Issue #704, opened 2020-06-29
Detecting and switching languages


kcole16:
### Overview
We have translations ready for the wallet in Mandarin (and several other languages), and should make it easy for users to switch from English to these languages.

The language switcher is the most important addition, and detecting the browser default language is useful as well (though not likely to cover most cases).

### Stories

As a user, I want to view the Wallet in my browser-defaulted language, so I do not have to manually switch the language.

As a user, I want to manually switch the Wallet language to another supported language, so I can use products in multiple languages.

### Acceptance Criteria

- [x] Users can view and select from all supported languages in the
  - [x] Navbar (Desktop)
  - [x] Menu (Mobile)
- [x] Users can select a supported language, and the Wallet will reload with all copy in that language
- [ ] If Wallet supports a user's browser-defaulted language, this should be the initially selected and loaded language
- [ ] Mobile ok
- [ ] Tested

### Designs
cc @corwinharrell 
<img width="1253" alt="85975288-a9ef5c00-b9a5-11ea-8d70-2364d258827b" src="https://user-images.githubusercontent.com/5624527/86050396-a640f100-ba08-11ea-9adb-705e5284e142.png">

vgrichina:
Merged https://github.com/near/near-wallet/pull/582 /cc @Patrick1904 

Now we just need to adjust UI a little to match what designed by @corwinharrell. 
Note that I noticed also that when I select language other than English on mobile – viewport size seems to increase to be a bit wider than screen. This also needs to be adjusted (might be fixed as side effect of applying design though).

vgrichina:
Looks like also language change doesn't persist for now

picturepan2:
@vgrichina I have done the feature of saving languageCode to localStorage and persist language choice in local. Creating a PR soon.

Patrick1904:
@picturepan2 would also be great if we can add English as fallback in case of missing translation: [`onMissingTranslation`](https://ryandrewjohnson.github.io/react-localize-redux-docs/#handle-missing-translations). Currently the Ledger module on `/profile` is showing the default `Missing translationId` since it's not translated yet. I tested `onMissingTranslation` locally and it works fine.

picturepan2:
One problem I have is importing needed translations dynamically when switching. It flashes long translation strings sometimes which is not good for UX.

Patrick1904:
> One problem I have is importing needed translations dynamically when switching. It flashes long translation strings sometimes which is not good for UX.

[...]

PR #1884, opened 2021-07-01
Automatically detect browser language

think-in-universe:
### Description

Closes https://github.com/near/near-wallet/issues/704

To improve the UX of wallet for non-English users, the wallet should automatically detect the browser language, and switch to the user defined browser language. 

### Discussion

The browser language detection works for all the languages except Tranditional Chinese `zh-hant`, because the browser locale retrieved from `window.navigator.languages` are `zh-TW` or `zh-HK` for the Traditional Chinese users, which don't match with the locale code `zh-hant` we used in the wallet app. All the `zh-XX` (including `zh-CN`, `zh-TW`, `zh-HK`) codes now will be matched to `zh-hans` by default in the current design. 

To fix this issue, we added some special handing for `zh-TW` or `zh-HK` to return `zh-hant` in https://github.com/near/near-wallet/pull/1884/commits/79b3f49893bbccb84b9cda837c173d81fdd967d0.

### DIFF
--- a/src/components/Routing.js
+++ b/src/components/Routing.js
@@ -18,6 +18,7 @@ import translations_zh_hans from '../translations/zh-hans.global.json';
 import translations_zh_hant from '../translations/zh-hant.global.json';
 import { handleClearAlert } from '../utils/alerts';
 import classNames from '../utils/classNames';
+import getBrowserLocale from '../utils/getBrowserLocale';
 import isMobile from '../utils/isMobile';
 import { getAccountIsInactive } from '../utils/localStorage';
 import { reportUiActiveMixpanelThrottled } from '../utils/reportUiActiveMixpanelThrottled';
@@ -111,7 +112,8 @@ class Routing extends Component {
             { name: "繁體中文", code: "zh-hant" }
         ];
 
-        const activeLang = localStorage.getItem("languageCode") || languages[0].code;
+        const browserLanguage = getBrowserLocale(languages.map(l => l.code));
+        const activeLang = localStorage.getItem("languageCode") || browserLanguage || languages[0].code;
 
         this.props.initialize({
             languages,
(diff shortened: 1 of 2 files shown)


Patrick1904:
@think-in-universe this is really great! I tested on my machine.

We recently added a `getUserLocale` function (`utils/getUserLocale.js`) for showing the date/time in local format, and it seems you'd be able to use that, but also add the special handling for traditional Chinese.

think-in-universe:
@Patrick1904 thanks Patrick. I have updated by using `getUserLocales()`

MaximusHaximus (commented):
@think-in-universe I've modified the code in a few key ways:
1. Now the code will rank `zh-TW` and `zh-HK` into the list of requested languages in the order the browser had it added; your code would always assume that if `zh-TW` or `zh-HK` was _anywhere in the languages list_ that the wallet should render in `za-hant`, but we want to respect the order that languages are in the browser's accept list; if someone has `za-TW` as the 5th or 6th language, but has `en-US` as the first language, then the wallet should still render using `en` language.
2. Ranking is done in a single pass
3. Used an object hash to track `matchedLocales`, which fixed weird behaviour where the same supported wallet language was being tracked as a  partial match _and_  an exact match; both were added to the array of `matchedLocale` when they shouldn't have been
4. Deleted the 'sort same score matches based on specificity' -- this should've been handled by the `score` computation you already wrote; I think you only needed this code because of the problem with multiple inaccurate entries being created for the same language (3. above)

Could you give this code a test and make sure it still is good to go for your original use case?  Since this code will likely remain a core part of our localization logic, I just wanted to make sure it was written in slightly a more generic way :)

MaximusHaximus:
Rebased on to master to eliminate conflicts with `Routing.js`

think-in-universe:
@MaximusHaximus thanks Daryl. the change looks great!!

I have tested for the Chinese language use case and it works well.

Patrick1904 (approved):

= = = =

§ Exercise details: Restate the listing exactly, starting at its first line and ending at the line where "- [x] Users can select" occurs; include both and no other lines.

§ Response area:
Issue #704, opened 2020-06-29
Detecting and switching languages


kcole16:
### Overview
We have translations ready for the wallet in Mandarin (and several other languages), and should make it easy for users to switch from English to these languages.

The language switcher is the most important addition, and detecting the browser default language is useful as well (though not likely to cover most cases).

### Stories

As a user, I want to view the Wallet in my browser-defaulted language, so I do not have to manually switch the language.

As a user, I want to manually switch the Wallet language to another supported language, so I can use products in multiple languages.

### Acceptance Criteria

- [x] Users can view and select from all supported languages in the
  - [x] Navbar (Desktop)
  - [x] Menu (Mobile)
- [x] Users can select a supported language, and the Wallet will reload with all copy in that language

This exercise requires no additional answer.